Optimizing sending AppendEntries

The current leader implementation has a major inefficiency, as I’ve briefly
noted in Part 2.
Leaders send AEs in leaderSendHeartbeats, which is invoked by a ticking
timer every 50 ms. Suppose a new command is submitted; instead of notifying
followers about it immediately, the leader will wait until the next 50 ms
boundary. It gets even worse, because two AE round-trips are needed to notify
followers that a command is committed. Here’s a diagram showing how it works
right now:

Timing diagram with AE on 50 ms boundaries

At time (1) the leader sends a heartbeat AE to a follower, and gets a response
back within a few ms. A new command is submitted, say, 35 ms later. The leader
waits until (2) the next 50 ms boundary to send the updated log to the follower.
The follower replies that the command was added to the log successfully (3). At
this point the leader has advanced its commit index (assuming it got a majority)
and can immediately notify followers, but it waits until the next 50 ms
boundary (4) to do so. Finally, when the follower receives the updated
leaderCommit it can notify its own client about a new committed command.

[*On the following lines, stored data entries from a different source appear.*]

PR #612, opened 2026-07-26
feat(daemon): Decide which process owns the browser

### LINKED ISSUE #609: [FEATURE] Decide which process owns the shared browser
### Feature Description

For one process to hold the browser on behalf of the others (#606), two things have to exist first: something that decides which process that is, and something a client can read to find it and check it is the right one to attach to.

The profile lease (#598) cannot do the first job. It is reference counted so a tool call, the browser singleton and a destructive helper can each hold it at once, and it is released the moment the browser closes so `--login` can take it. Ownership held that way would lapse whenever the browser happened to be shut, and holding it for a whole process lifetime would lock out every login.

### Use Case

Groundwork for #606, and the point where several measured constraints become code rather than notes.

### Suggested Approach

A separate lock, using the same kernel primitives with different rules: one holder, no reference counting, released only on exit. Placed at the auth root, because `auth_root_dir()` returns the profile's parent, so sibling profile directories already share one lease. An election scoped more narrowly would let two owners start and then compete forever for a lease only one can hold.

Two rules keep the lock honest, both measured:

- Release by closing the descriptor, never by unlocking it. `flock` belongs to the open file description, which an inherited copy shares, so unlocking frees it for a supervisor that inherited it too. Measured: unlock-then-close left the lock free while a live process believed it held it; close alone kept it held.
- Never read a free lock as proof the profile is idle. Chromium survived a kill of its parent by over 20 seconds while the kernel freed the lock immediately, so both facts are true at once.

Alongside it, a descriptor the owner publishes and a client verifies rather than trusts, since anything that can write to the auth root can edit it:

- the endpoint must be loopback before a token is sent anywhere;
- the profile path is compared exactly, since sibling profiles share one auth root and a client would otherwise be served the wrong session;
- the token lives in its own file named for the instance, so a descriptor and a token can never belong to different generations;
- configuration that decides what the shared browser is must match, compared through a digest keyed to the daemon token. Unkeyed it would cover the proxy password alongside otherwise guessable settings, which is an offline check for password guesses. Mismatches name fields, never values.

stickerdaniel:
Closes #609

For one process to hold the browser on behalf of the others (#606), two things have to exist first: something deciding which process that is, and something a client can read to find it and check it is the right one to attach to.

The profile lease (#598) cannot do the first job. It is reference counted so several callers in one process can hold it at once, and released the moment the browser closes so `--login` can take it. Ownership held that way would lapse whenever the browser happened to be shut, and holding it for a process lifetime would lock out every login.

So this adds a separate lock with the same kernel primitives and different rules: one holder, no reference counting, released only on exit. It lives at the auth root because `auth_root_dir()` returns the profile's parent, so sibling profile directories already share one lease; an election scoped more narrowly would let two owners start and then compete forever for a lease only one can hold.

Three properties come from measurements rather than reasoning.

The lock is released by closing the descriptor, never by unlocking it. A duplicate shares the lock rather than holding one of its own, so unlocking through any of them releases it for all. Measured on both platforms: unlock-then-close left the lock free while a live process believed it held it.

A free lock is never read as proof the profile is idle. A persistent headless Chromium survived a kill of its Python parent by over 20 seconds, while the kernel frees the lock at the instant of death.

Handing a held lock to a launched process works only on POSIX. Measured on a Windows runner: a child that received the handle through the documented `STARTUPINFO` mechanism and kept it open did not hold the lock once the parent had closed its handles and exited, and a third process took the byte range in 20 of 20 runs. Within one process a duplicate does keep it alive, which is why a single-process test agrees and the cross-process case does not. Both handoff entry points refuse on Windows and say the supervisor has to take the lock itself.

Alongside it, a descriptor the owner publishes and a client verifies rather than trusts, since anything that can write to the auth root can edit it. The endpoint must be loopback before a token is sent anywhere, and IPv6 literals are bracketed so an accepted endpoint is also a reachable one. The profile path is compared exactly, because sibling profiles share one auth root and a client configured for one would otherwise be handed the other's logged-in session. The instance identifier must be a UUID before it becomes a filename, and the token is opened without following links and confirmed to be a regular file, so neither the name nor a link at that name can redirect the read. The protocol version is compared, not merely recorded. Configuration deciding what the shared browser is must match, through a digest keyed to the daemon token: unkeyed it would cover the proxy password alongside otherwise guessable settings, which is an offline check for password guesses. Mismatches name fields, never values.

Three lock helpers in `profile_lease.py` become public so both callers share one implementation rather than duplicating it. Rename only, verified by diff.

Verified with 1290 tests, 135 of them new. Mutual exclusion, crash release, fork inheritance and the POSIX handoff are exercised with real subprocesses, since none of it can be shown inside one interpreter. The state directory, the identity it is keyed by and the aliases that must resolve to one browser were each reproduced as a split owner before being closed.

## Synthetic prompt

> Add the lock that decides which process owns the shared browser, and the descriptor a client reads to find and validate that owner. The profile lease cannot serve as the election lock, so build a separate one on the same primitives with one holder and no reference counting. Release it by closing rather than unlocking, never treat a free lock as proof no browser is running, and check on a real Windows runner whether an inherited handle actually carries the lock. Make the descriptor carry the exact profile path, a keyed configuration fingerprint and a token in its own instance-named file, and refuse anything that cannot be verified, including planted links and endpoints that are accepted but unreachable. Test mutual exclusion with real processes.

### DIFF
--- a/.github/workflows/ci.yml
+++ b/.github/workflows/ci.yml
@@ -72,6 +72,6 @@ jobs:
       - run: uv sync --group dev
 
       - name: Run platform behaviour tests
-        run: uv run pytest tests/test_profile_lease.py tests/test_profile_lease_integration.py tests/test_private_state.py
+        run: uv run pytest tests/test_profile_lease.py tests/test_profile_lease_integration.py tests/test_private_state.py tests/test_daemon_lock.py
 
       - run: uv cache prune --ci
--- a/linkedin_mcp_server/daemon_descriptor.py
+++ b/linkedin_mcp_server/daemon_descriptor.py
@@ -209,31 +209,36 @@ def daemon_state_root() -> Path:
     return (_account_home() / _APPLICATION_STATE_DIR / _DAEMON_DIR).resolve()
 
 
-def _directory_identity(path: Path, *, label: str) -> tuple[int, int]:
-    """Return the stable filesystem identity of a directory, creating it once.
+def _auth_root_identity(auth_root: Path) -> bytes:
+    """Return the stable filesystem identity of *auth_root*, creating it once.
 
-    For the process that is establishing state. The first daemon on a fresh
-    install must not key a missing path and then switch to an inode after
-    creating it, which would leave its own lock at an address nothing else
-    computes. ``secure_mkdir`` creates only what is missing and deliberately
-    leaves permissions on existing parents alone.
+    Created rather than merely inspected, because this runs in the process that
+    is establishing state: the first daemon on a fresh install must not key a
+    missing path and then switch to an inode after creating it, which would
+    leave its own lock at an address nothing else computes. ``secure_mkdir``
+    creates only what is missing and deliberately leaves permissions on
+    existing parents alone.
+
+    Device plus inode identifies the physical directory rather than one
+    spelling of it, which keeps case and Unicode aliases together on an
+    insensitive volume without conflating distinct directories on a sensitive
+    one. The auth root can be keyed this way because nothing rotates it; the
+    profile inside it cannot, and :func:`profile_identity` says why.
     """
-    canonical = path.expanduser().resolve()
+    canonical = auth_root.expanduser().resolve()
     secure_mkdir(canonical, mode=0o700)
     info = canonical.stat()
 
     if not stat.S_ISDIR(info.st_mode):
-        raise DescriptorError(f"The {label} is not a directory: {canonical}")
-
-    # Device plus inode identifies the physical directory, not one spelling of
-    # it. That keeps case and Unicode aliases together on insensitive volumes
-    # without conflating distinct directories on a case-sensitive volume.
+        raise DescriptorError(
+            f"The authentication root is not a directory: {canonical}"
+        )
     if not info.st_ino:
         raise DescriptorError(
             f"The filesystem does not provide a stable identity for {canonical}, "
             "so browser ownership cannot be coordinated safely"
         )
-    return info.st_dev, info.st_ino
+    return f"inode\0{info.st_dev}\0{info.st_ino}".encode("ascii")
 
 
 def profile_identity(profile: Path) -> str:
@@ -278,11 +283,6 @@ def profile_identity(profile: Path) -> str:
     except OSError:
         return spelled
     return f"under\0{info.st_dev}\0{info.st_ino}\0{name}"
-
-
-def _auth_root_identity(auth_root: Path) -> bytes:
-    device, inode = _directory_identity(auth_root, label="authentication root")
-    return f"inode\0{device}\0{inode}".encode("ascii")
 
 
 def daemon_dir(auth_root: Path) -> Path:
--- a/linkedin_mcp_server/daemon_descriptor.py
+++ b/linkedin_mcp_server/daemon_descriptor.py
@@ -1,0 +1,416 @@
+"""What a running daemon publishes about itself, and what a client checks.
+
+A client that finds a descriptor is about to send a bearer token to whatever
+address it names and then drive a logged-in LinkedIn session through it. So
+nothing here is taken on trust: the endpoint is checked to be loopback before
+the token goes anywhere, the profile path is compared exactly, and the
+configuration is compared through a fingerprint.
+
+Two fields exist because of measurements rather than tidiness:
+
+``profile_path``
+    ``auth_root_dir`` returns the profile's *parent*, so ``.../profile`` and
+    ``.../profile2`` share one auth root and therefore one lock. Without an
+    exact comparison here, a client configured for the second would attach to
+    the first one's browser and never notice.
+
+``config_fingerprint``
+    Two clients that disagree about ``headless``, the user agent or the proxy
+    are not interchangeable, because the owner's browser can only be one of
+    them. The fingerprint is keyed rather than a plain digest: ``proxy_password``
+    is part of what must match, and a plain hash over otherwise-guessable
+    configuration would be an offline check for password guesses.
+
+The token itself is deliberately *not* here. It lives beside the descriptor in
+its own file, named after the instance, and the descriptor carries only its
+digest. Fixed names would let a client pair one generation's descriptor with the
+next generation's token and read that mismatch as corruption rather than as the
+restart it is.
+"""
+
+from __future__ import annotations
+
+import hashlib
+import hmac
+import json
+import os
+import secrets
+from collections.abc import Mapping
+from dataclasses import dataclass, field
+from pathlib import Path
+from typing import Any
+
+from linkedin_mcp_server.common_utils import secure_write_text, utcnow_iso
+from linkedin_mcp_server.config.schema import AppConfig, is_loopback_host
+from linkedin_mcp_server.private_state import harden_directory, harden_file
+
+#: Bumped when the shape below changes incompatibly. A client that does not
+#: recognise the value refuses rather than guessing at fields it cannot read.
+SCHEMA_VERSION = 1
+
+#: Bumped when the daemon's own protocol changes: the control routes, the call
+#: metadata, or the ping contract. Compatibility keys on this rather than on the
+#: package version, because the documented install is ``@latest`` and this
+#: project releases often. Matching exact versions would mean a manual shutdown
+#: after almost every release, which is precisely the friction the daemon exists
+#: to remove.
+PROTOCOL_VERSION = 1
+
+_DESCRIPTOR_FILE = "daemon.json"
+_DAEMON_DIR = "daemon"
+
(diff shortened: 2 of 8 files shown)


stickerdaniel:
> [!WARNING]
> <b>This pull request is not mergeable via GitHub because a downstack PR is open. Once all requirements are satisfied, merge this PR as a stack <a href="https://app.graphite.com/github/pr/stickerdaniel/linkedin-mcp-server/612?utm_source=stack-comment-downstack-mergeability-warning" >on Graphite</a>.</b>

* **#612** <a href="https://app.graphite.com/github/pr/stickerdaniel/linkedin-mcp-server/612?utm_source=stack-comment-icon" target="_blank">Graphite</a> 👈 <a href="https://app.graphite.com/github/pr/stickerdaniel/linkedin-mcp-server/612?utm_source=stack-comment-view-in-graphite" target="_blank">(View in Graphite)</a>
* **#611** <a href="https://app.graphite.com/github/pr/stickerdaniel/linkedin-mcp-server/611?utm_source=stack-comment-icon" target="_blank">Graphite</a>
* **#610** <a href="https://app.graphite.com/github/pr/stickerdaniel/linkedin-mcp-server/610?utm_source=stack-comment-icon" target="_blank">Graphite</a>
* `main`


<h2></h2>

stickerdaniel:
@greptileai review

stickerdaniel:
Both fixed in d55eeb8, and both reproduced first.

Path traversal: confirmed that `token_path(root, '../../../../etc/hosts')` resolved outside the daemon directory. The instance id is now required to be a UUID, checked where the descriptor is parsed as well as where it becomes a path.

Fork retention: confirmed that after the owner released and exited, an untouched fork child kept the lock held and `daemon_is_running` still reported true. Cleanup is now registered to run in the child immediately after a fork, matching the profile lease. Re-measured as false afterwards.

@greptileai review

stickerdaniel:
Fixed in 2b36651, and the Windows question is now measured rather than inferred.

Ran a standalone probe on a Windows runner. A child that received the handle through `STARTUPINFO.lpAttributeList['handle_list']` and kept it open did **not** hold the lock once the parent closed its own: a third process took the byte range in 20 of 20 runs. Within one process a duplicate does keep it alive (20/20 held), which is why a single-process test agrees and the cross-process case does not. `UnlockFileEx` through a duplicate releases the original's lock, 20/20, so the close-never-unlock rule is right within a process and irrelevant to transfer.

So the handoff is POSIX-only. Both entry points now refuse on Windows and say the supervisor has to take the lock itself; the transfer tests are POSIX-only and there is a Windows test for the refusal.

Also fixed: `adopt()` left the descriptor inheritable, so a later child inheriting descriptors kept the lock alive after the owner exited. An empty proxy password no longer compares equal to no password, since the launch options treat them differently. And the subprocess helper pins its working directory.

@greptileai review

stickerdaniel:
@greptileai review

stickerdaniel:
Fixed in da49dbe, all three reproduced first.

The token was opened by path and followed what it found. The UUID check confines the filename, not where a link at that name points: a planted link whose target matched the digest was read and would have gone to the endpoint as the credential. Now opened without following links, confirmed a regular file, and read non-blocking so a named pipe there cannot hang the client inside `open()`.

`protocol_version` was parsed and never compared, so a descriptor from another protocol was accepted. Now enforced.

The lock registry was weak throughout, so a lock acquired and then dropped stayed held with nothing left to release it. Held locks are kept reachable until release; unheld ones stay weak.

@greptileai review

stickerdaniel:
Fixed in 7f400f1. The token read was hardened earlier; the descriptor read was not, and discovery touches it on every cold start. A named pipe left at that name blocked inside `open()` with no timeout and no error, and bytes that are not valid text escaped as a decoding error from both paths, which says nothing about the one distinction this module exists to make: absent, or present and untrustworthy. Both files now go through one reader.

@greptileai review

stickerdaniel:
Fixed in d1aae03. `O_NOFOLLOW` does not exist on Windows, so the flag fell back to zero, the open resolved the link, and the regular-file check then saw an ordinary file at the other end. Both daemon files were exposed, and the tests covering it are POSIX-only, so nothing said so. Windows now checks the entry before opening. That is check-then-open rather than atomic; closing the remaining gap needs the Win32 reparse-point flag, which is noted in the code for when the daemon actually runs there.

@greptileai review

stickerdaniel:
Fixed in 72fd711. Cross-model review found the ownership state was in the wrong place, and each fix for that exposed the next assumption underneath it. All of them were reproduced as a real split owner first.

The lock lived under the auth root, which is the parent of `USER_DATA_DIR` and therefore whatever the user configured: acquiring turned a user-owned 0755 directory into 0700, and pointed at `/tmp` that is an attempt to chmod `/tmp`. Moving it under the account's own directory then needed the key to actually identify one directory. It did not: macOS keeps the caller's case through `resolve()` and `normcase` is a no-op there, so two spellings of one profile hashed differently and both processes took the lock. Device and inode fixed that, and cover Unicode aliases too.

Three more followed. `Path.home()` reads the environment, so a launcher setting `HOME` for one process gave it a private root and the same profile two owners. A missing auth root was keyed as a path and then created, so the first daemon's own lock sat at an address nothing else computed. And the state root itself had to be refused as a symlink, since the lock is taken by path and retargeting the link between two acquisitions splits the election again.

The descriptor now carries the profile's device and inode next to its path, hence the schema bump: comparing paths meant a client naming the same profile in another case was refused a browser the lock had already agreed was one. Comparison creates nothing, so assembling that refusal cannot leave a profile directory behind.

Separately: `auto_import_from_browser` is tri-state where `None` means enabled, so an owner without the flag and a client with `--auto-import` disagreed on a field where they behave identically.

One thing this deliberately does not solve, recorded in the module for whoever wires it up in #606: two containers sharing a bind-mounted auth root do not share this state, because each has its own home. Measured, both took the lock. Docker either stays on the per-operation lease or gets a shared state directory of its own.

@greptileai review

stickerdaniel:
Fixed in 1c17352. A second review pass found the symlink check from the previous round was aimed at the right problem and solved none of it.

A home reached through a link is an ordinary POSIX layout, so refusing one refuses a working machine. Worse, the check looked only at the two directories below the home and never at the home itself, which is the layout it was most likely to meet. Measured with a linked home retargeted between two acquisitions: both processes took a lock, on different inodes, at identical paths. Resolving is what the goal actually asked for, and a normal layout keeps working.

Also refused rather than created: a home that is not there. Creating it would shadow one that is merely not mounted yet, and that daemon would key its state under the empty directory while everything started after the mount keys it under the real one.

Two things from that review I did not change, both verified first. Replacing the auth root under a running owner does let a second one start, but the existing profile lease behaves identically, so it is a property of any lock addressed by path rather than something this introduces. It is now stated in the docstring instead of hidden behind a check that only appears to close it. And the report that `__init__` caches a path `try_acquire()` recomputes does not hold: both use the same `self._path`.

@greptileai review

stickerdaniel:
Fixed in 5e51b3a. Two more from the final review, both reproduced first.

Keying the descriptor's profile on device and inode was wrong about what a profile directory is. Every path that establishes a new session rotates the old one into quarantine and Chromium creates a fresh directory in its place, so the inode changes at the first login or import. Measured: a descriptor published before that login stopped matching its own profile afterwards, while its owner went on holding the lock and no client could recognise the daemon it was meant to attach to. The auth root above it is not rotated, which is why the lock can key on an inode and this cannot. The profile is now identified by the parent's inode plus its own name, with the name read from the parent's directory listing rather than taken from the caller, which is what makes `Profile` and `profile` agree where the filesystem says they are one directory.

Adoption took the caller's word for two things it never checked: that the descriptor belongs to this auth root's lock file, and that it carries the lock at all. Measured: a descriptor from a different auth root was adopted without complaint, so the process reported it owned a browser nobody had elected it for while a contender took the real lock alongside it. It is now compared by device and inode, and the lock is asked for rather than assumed. Asking is not acquiring twice, since a process that already holds it is granted it again against its own open file description.

The Windows ownership finding from the same review belongs to #611 and was fixed there.

@greptileai review

stickerdaniel:
@greptileai review

stickerdaniel:
@greptileai review

stickerdaniel:
@greptileai review

stickerdaniel:
@greptileai review

stickerdaniel:
@greptileai review

stickerdaniel:
@greptileai review

stickerdaniel:
@greptileai review

stickerdaniel:
GitHub closed this when #611 merged and its base branch was deleted, and it cannot be reopened. Continued in #617 with the same branch and the same commits, retargeted at main.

Much of the time passed between Submit(X) at the leader and commitChan <-
X
at the follower is an unnecessary artifact of our implementation.

What we really want is for the sequence to look like this, instead:

Timing diagram with AE on 50 ms boundaries

This is exactly what the code for this part does. Let’s see the new
parts of the implementation, starting with startLeader. As usual, the lines
that are different from the previous part are highlighted:

func (cm *ConsensusModule) startLeader() {
  cm.state = Leader

  for _, peerId := range cm.peerIds {
    cm.nextIndex[peerId] = len(cm.log)
    cm.matchIndex[peerId] = -1
  }
  cm.dlog("becomes Leader; term=%d, nextIndex=%v, matchIndex=%v; log=%v", cm.currentTerm, cm.nextIndex, cm.matchIndex, cm.log)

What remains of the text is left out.